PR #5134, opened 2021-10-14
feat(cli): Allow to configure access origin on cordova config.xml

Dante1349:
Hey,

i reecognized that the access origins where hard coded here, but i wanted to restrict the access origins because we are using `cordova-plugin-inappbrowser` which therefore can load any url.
*****
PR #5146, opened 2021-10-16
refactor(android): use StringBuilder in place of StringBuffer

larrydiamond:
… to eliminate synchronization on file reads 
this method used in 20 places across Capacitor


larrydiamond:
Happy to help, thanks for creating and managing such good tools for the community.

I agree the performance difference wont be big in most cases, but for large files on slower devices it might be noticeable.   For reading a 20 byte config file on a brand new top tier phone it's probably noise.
*****
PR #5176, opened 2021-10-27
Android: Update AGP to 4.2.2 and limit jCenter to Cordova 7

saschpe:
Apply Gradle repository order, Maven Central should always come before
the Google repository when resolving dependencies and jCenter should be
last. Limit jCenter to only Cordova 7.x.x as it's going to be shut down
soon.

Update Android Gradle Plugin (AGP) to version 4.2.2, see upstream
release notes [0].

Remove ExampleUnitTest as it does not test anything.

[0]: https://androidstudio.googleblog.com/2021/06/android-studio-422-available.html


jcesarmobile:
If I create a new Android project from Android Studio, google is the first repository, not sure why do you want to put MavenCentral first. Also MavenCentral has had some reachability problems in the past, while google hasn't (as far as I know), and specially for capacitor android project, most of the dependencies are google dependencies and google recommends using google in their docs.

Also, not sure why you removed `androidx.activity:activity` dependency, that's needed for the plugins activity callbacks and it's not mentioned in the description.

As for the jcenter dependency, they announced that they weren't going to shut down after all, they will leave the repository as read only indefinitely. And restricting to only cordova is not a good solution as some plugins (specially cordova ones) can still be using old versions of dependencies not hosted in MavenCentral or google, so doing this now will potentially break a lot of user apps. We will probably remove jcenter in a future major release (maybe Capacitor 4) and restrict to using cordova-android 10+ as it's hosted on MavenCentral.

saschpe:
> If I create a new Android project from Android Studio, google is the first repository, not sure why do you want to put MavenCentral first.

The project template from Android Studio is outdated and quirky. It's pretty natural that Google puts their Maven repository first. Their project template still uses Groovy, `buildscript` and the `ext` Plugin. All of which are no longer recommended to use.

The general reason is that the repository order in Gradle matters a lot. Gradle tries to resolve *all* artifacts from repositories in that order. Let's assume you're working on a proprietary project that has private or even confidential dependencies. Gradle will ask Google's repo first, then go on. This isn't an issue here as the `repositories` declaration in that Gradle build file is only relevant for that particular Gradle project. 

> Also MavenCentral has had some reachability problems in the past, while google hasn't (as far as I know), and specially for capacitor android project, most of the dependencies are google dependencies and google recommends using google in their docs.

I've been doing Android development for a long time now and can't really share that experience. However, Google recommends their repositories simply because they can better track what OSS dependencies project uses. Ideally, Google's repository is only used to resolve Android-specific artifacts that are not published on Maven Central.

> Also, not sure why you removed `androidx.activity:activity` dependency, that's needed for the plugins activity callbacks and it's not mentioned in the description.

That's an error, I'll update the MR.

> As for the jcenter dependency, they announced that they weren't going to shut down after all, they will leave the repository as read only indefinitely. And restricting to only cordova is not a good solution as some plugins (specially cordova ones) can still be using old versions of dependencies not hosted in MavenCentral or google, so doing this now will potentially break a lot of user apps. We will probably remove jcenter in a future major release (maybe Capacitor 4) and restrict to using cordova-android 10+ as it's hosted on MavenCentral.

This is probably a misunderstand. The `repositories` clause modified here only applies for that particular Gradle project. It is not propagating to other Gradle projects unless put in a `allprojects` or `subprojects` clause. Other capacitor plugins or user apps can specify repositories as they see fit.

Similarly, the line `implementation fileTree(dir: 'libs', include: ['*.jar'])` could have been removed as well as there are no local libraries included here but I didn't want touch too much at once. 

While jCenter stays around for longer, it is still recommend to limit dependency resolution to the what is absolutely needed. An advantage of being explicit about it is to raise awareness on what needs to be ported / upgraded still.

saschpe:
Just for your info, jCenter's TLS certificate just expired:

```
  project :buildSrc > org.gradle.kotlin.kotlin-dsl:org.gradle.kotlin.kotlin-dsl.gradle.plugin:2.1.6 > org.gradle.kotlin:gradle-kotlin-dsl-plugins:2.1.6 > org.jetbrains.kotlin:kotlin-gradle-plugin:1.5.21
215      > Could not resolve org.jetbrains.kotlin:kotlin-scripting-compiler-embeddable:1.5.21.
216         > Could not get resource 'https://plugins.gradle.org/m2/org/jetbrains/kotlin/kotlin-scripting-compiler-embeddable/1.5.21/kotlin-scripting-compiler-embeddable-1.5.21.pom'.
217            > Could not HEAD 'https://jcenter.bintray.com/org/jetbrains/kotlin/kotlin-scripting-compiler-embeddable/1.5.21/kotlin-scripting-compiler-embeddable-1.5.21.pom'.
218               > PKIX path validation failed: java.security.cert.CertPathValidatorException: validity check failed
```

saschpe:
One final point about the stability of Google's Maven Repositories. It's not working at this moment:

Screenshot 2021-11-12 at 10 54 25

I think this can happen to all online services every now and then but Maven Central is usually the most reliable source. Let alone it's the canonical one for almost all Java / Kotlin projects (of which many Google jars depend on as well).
*****
Your objective ->
The only acceptable answer is a number: how many lines in the data above hold the word "needed".

Solution for this problem ->
3